PR #1839, opened 2017-08-21
Update scalastyle-sbt-plugin to 1.0.0

fthomas:
This version is compatible with sbt 1.0.0 and allows to get rid of
a workaround for https://github.com/scalastyle/scalastyle-sbt-plugin/issues/47.

It also complained about new issues which I've ignored for now. The same
issues already have been silenced in other places of the library.


non:
LGTM 👍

## Task brief
Would you copy every line of the entries in which "issues" appears?

## Written answer
a workaround for https://github.com/scalastyle/scalastyle-sbt-plugin/issues/47.
It also complained about new issues which I've ignored for now. The same
issues already have been silenced in other places of the library.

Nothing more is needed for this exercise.